Given records:

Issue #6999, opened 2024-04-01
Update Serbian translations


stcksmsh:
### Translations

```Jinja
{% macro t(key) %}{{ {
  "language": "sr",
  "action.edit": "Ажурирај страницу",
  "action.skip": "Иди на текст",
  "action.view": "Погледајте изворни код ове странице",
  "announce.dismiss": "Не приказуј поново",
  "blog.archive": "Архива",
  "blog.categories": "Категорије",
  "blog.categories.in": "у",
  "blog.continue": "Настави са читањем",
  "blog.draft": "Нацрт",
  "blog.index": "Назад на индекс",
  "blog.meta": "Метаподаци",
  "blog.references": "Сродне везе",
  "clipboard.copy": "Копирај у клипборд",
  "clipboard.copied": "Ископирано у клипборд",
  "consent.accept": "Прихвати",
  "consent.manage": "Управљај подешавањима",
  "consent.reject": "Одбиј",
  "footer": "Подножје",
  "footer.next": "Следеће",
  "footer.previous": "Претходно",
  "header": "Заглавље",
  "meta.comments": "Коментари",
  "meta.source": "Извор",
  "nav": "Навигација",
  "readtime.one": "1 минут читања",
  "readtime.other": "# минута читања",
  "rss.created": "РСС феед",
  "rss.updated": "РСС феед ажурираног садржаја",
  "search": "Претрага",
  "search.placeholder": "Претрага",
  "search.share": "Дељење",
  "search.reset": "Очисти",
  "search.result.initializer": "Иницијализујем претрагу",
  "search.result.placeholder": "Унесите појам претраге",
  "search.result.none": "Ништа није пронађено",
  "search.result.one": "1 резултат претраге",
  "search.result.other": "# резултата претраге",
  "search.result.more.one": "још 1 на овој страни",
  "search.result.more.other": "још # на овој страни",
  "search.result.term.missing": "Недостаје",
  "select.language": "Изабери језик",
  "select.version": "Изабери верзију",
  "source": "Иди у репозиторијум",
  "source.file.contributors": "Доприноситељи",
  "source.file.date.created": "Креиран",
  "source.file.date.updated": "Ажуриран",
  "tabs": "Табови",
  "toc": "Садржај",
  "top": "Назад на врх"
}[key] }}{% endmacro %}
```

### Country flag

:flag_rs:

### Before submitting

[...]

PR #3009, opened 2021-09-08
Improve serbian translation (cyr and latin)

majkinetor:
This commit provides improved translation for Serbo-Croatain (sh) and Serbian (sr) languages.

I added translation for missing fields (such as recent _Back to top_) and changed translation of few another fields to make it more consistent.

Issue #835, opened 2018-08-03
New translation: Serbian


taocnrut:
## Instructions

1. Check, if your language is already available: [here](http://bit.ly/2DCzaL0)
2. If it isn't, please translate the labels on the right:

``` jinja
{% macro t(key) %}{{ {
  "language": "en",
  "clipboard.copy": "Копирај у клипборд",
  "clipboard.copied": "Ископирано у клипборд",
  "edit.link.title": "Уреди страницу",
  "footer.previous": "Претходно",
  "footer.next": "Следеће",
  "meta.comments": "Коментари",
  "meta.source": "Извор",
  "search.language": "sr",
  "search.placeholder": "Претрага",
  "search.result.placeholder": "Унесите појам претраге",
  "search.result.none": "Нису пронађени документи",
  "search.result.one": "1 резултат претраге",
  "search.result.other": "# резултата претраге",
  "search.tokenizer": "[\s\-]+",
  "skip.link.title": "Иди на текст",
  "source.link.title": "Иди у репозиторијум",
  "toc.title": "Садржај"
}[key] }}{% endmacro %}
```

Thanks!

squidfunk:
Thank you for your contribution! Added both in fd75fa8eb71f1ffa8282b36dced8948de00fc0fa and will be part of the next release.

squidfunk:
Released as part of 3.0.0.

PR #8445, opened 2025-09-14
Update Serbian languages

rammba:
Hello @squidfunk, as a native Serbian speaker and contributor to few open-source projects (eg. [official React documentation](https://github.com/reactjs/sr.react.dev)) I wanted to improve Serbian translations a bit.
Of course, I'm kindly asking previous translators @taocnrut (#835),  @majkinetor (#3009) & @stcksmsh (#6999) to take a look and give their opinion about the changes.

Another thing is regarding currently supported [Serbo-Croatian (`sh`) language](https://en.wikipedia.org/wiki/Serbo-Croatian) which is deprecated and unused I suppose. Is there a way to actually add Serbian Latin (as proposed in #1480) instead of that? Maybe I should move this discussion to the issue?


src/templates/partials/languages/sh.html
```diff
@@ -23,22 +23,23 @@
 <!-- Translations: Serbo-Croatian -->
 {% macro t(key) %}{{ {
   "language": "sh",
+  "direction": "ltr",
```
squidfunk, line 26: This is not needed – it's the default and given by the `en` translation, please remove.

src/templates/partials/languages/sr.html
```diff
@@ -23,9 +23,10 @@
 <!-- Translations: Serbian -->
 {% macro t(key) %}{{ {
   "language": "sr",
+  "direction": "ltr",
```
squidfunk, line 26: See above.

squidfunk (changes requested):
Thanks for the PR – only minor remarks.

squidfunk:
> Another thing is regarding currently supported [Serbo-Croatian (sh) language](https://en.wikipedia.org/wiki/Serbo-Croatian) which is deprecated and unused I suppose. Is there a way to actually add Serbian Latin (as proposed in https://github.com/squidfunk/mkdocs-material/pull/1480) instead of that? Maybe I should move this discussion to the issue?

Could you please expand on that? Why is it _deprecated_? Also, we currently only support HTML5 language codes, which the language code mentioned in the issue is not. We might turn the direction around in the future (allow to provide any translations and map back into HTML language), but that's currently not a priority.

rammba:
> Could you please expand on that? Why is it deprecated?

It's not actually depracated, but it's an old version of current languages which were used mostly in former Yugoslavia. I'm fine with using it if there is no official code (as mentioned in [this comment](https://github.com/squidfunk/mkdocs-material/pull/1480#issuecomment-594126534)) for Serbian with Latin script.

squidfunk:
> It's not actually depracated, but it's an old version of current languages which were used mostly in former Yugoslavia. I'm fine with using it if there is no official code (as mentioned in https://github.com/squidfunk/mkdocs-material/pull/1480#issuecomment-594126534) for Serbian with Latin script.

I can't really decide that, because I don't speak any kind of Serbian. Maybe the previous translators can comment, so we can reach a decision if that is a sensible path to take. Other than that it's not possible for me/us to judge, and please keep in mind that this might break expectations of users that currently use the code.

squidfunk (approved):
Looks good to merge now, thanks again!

Exercise prompt:
Word for word, copy out the entries.

Output below:
Issue #6999, opened 2024-04-01
Update Serbian translations


stcksmsh:
### Translations

```Jinja
{% macro t(key) %}{{ {
  "language": "sr",
  "action.edit": "Ажурирај страницу",
  "action.skip": "Иди на текст",
  "action.view": "Погледајте изворни код ове странице",
  "announce.dismiss": "Не приказуј поново",
  "blog.archive": "Архива",
  "blog.categories": "Категорије",
  "blog.categories.in": "у",
  "blog.continue": "Настави са читањем",
  "blog.draft": "Нацрт",
  "blog.index": "Назад на индекс",
  "blog.meta": "Метаподаци",
  "blog.references": "Сродне везе",
  "clipboard.copy": "Копирај у клипборд",
  "clipboard.copied": "Ископирано у клипборд",
  "consent.accept": "Прихвати",
  "consent.manage": "Управљај подешавањима",
  "consent.reject": "Одбиј",
  "footer": "Подножје",
  "footer.next": "Следеће",
  "footer.previous": "Претходно",
  "header": "Заглавље",
  "meta.comments": "Коментари",
  "meta.source": "Извор",
  "nav": "Навигација",
  "readtime.one": "1 минут читања",
  "readtime.other": "# минута читања",
  "rss.created": "РСС феед",
  "rss.updated": "РСС феед ажурираног садржаја",
  "search": "Претрага",
  "search.placeholder": "Претрага",
  "search.share": "Дељење",
  "search.reset": "Очисти",
  "search.result.initializer": "Иницијализујем претрагу",
  "search.result.placeholder": "Унесите појам претраге",
  "search.result.none": "Ништа није пронађено",
  "search.result.one": "1 резултат претраге",
  "search.result.other": "# резултата претраге",
  "search.result.more.one": "још 1 на овој страни",
  "search.result.more.other": "још # на овој страни",
  "search.result.term.missing": "Недостаје",
  "select.language": "Изабери језик",
  "select.version": "Изабери верзију",
  "source": "Иди у репозиторијум",
  "source.file.contributors": "Доприноситељи",
  "source.file.date.created": "Креиран",
  "source.file.date.updated": "Ажуриран",
  "tabs": "Табови",
  "toc": "Садржај",
  "top": "Назад на врх"
}[key] }}{% endmacro %}
```

### Country flag

:flag_rs:

### Before submitting

[...]

PR #3009, opened 2021-09-08
Improve serbian translation (cyr and latin)

majkinetor:
This commit provides improved translation for Serbo-Croatain (sh) and Serbian (sr) languages.

I added translation for missing fields (such as recent _Back to top_) and changed translation of few another fields to make it more consistent.

Issue #835, opened 2018-08-03
New translation: Serbian


taocnrut:
## Instructions

1. Check, if your language is already available: [here](http://bit.ly/2DCzaL0)
2. If it isn't, please translate the labels on the right:

``` jinja
{% macro t(key) %}{{ {
  "language": "en",
  "clipboard.copy": "Копирај у клипборд",
  "clipboard.copied": "Ископирано у клипборд",
  "edit.link.title": "Уреди страницу",
  "footer.previous": "Претходно",
  "footer.next": "Следеће",
  "meta.comments": "Коментари",
  "meta.source": "Извор",
  "search.language": "sr",
  "search.placeholder": "Претрага",
  "search.result.placeholder": "Унесите појам претраге",
  "search.result.none": "Нису пронађени документи",
  "search.result.one": "1 резултат претраге",
  "search.result.other": "# резултата претраге",
  "search.tokenizer": "[\s\-]+",
  "skip.link.title": "Иди на текст",
  "source.link.title": "Иди у репозиторијум",
  "toc.title": "Садржај"
}[key] }}{% endmacro %}
```

Thanks!

squidfunk:
Thank you for your contribution! Added both in fd75fa8eb71f1ffa8282b36dced8948de00fc0fa and will be part of the next release.

squidfunk:
Released as part of 3.0.0.

PR #8445, opened 2025-09-14
Update Serbian languages

rammba:
Hello @squidfunk, as a native Serbian speaker and contributor to few open-source projects (eg. [official React documentation](https://github.com/reactjs/sr.react.dev)) I wanted to improve Serbian translations a bit.
Of course, I'm kindly asking previous translators @taocnrut (#835),  @majkinetor (#3009) & @stcksmsh (#6999) to take a look and give their opinion about the changes.

Another thing is regarding currently supported [Serbo-Croatian (`sh`) language](https://en.wikipedia.org/wiki/Serbo-Croatian) which is deprecated and unused I suppose. Is there a way to actually add Serbian Latin (as proposed in #1480) instead of that? Maybe I should move this discussion to the issue?


src/templates/partials/languages/sh.html
```diff
@@ -23,22 +23,23 @@
 <!-- Translations: Serbo-Croatian -->
 {% macro t(key) %}{{ {
   "language": "sh",
+  "direction": "ltr",
```
squidfunk, line 26: This is not needed – it's the default and given by the `en` translation, please remove.

src/templates/partials/languages/sr.html
```diff
@@ -23,9 +23,10 @@
 <!-- Translations: Serbian -->
 {% macro t(key) %}{{ {
   "language": "sr",
+  "direction": "ltr",
```
squidfunk, line 26: See above.

squidfunk (changes requested):
Thanks for the PR – only minor remarks.

squidfunk:
> Another thing is regarding currently supported [Serbo-Croatian (sh) language](https://en.wikipedia.org/wiki/Serbo-Croatian) which is deprecated and unused I suppose. Is there a way to actually add Serbian Latin (as proposed in https://github.com/squidfunk/mkdocs-material/pull/1480) instead of that? Maybe I should move this discussion to the issue?

Could you please expand on that? Why is it _deprecated_? Also, we currently only support HTML5 language codes, which the language code mentioned in the issue is not. We might turn the direction around in the future (allow to provide any translations and map back into HTML language), but that's currently not a priority.

rammba:
> Could you please expand on that? Why is it deprecated?

It's not actually depracated, but it's an old version of current languages which were used mostly in former Yugoslavia. I'm fine with using it if there is no official code (as mentioned in [this comment](https://github.com/squidfunk/mkdocs-material/pull/1480#issuecomment-594126534)) for Serbian with Latin script.

squidfunk:
> It's not actually depracated, but it's an old version of current languages which were used mostly in former Yugoslavia. I'm fine with using it if there is no official code (as mentioned in https://github.com/squidfunk/mkdocs-material/pull/1480#issuecomment-594126534) for Serbian with Latin script.

I can't really decide that, because I don't speak any kind of Serbian. Maybe the previous translators can comment, so we can reach a decision if that is a sensible path to take. Other than that it's not possible for me/us to judge, and please keep in mind that this might break expectations of users that currently use the code.

squidfunk (approved):
Looks good to merge now, thanks again!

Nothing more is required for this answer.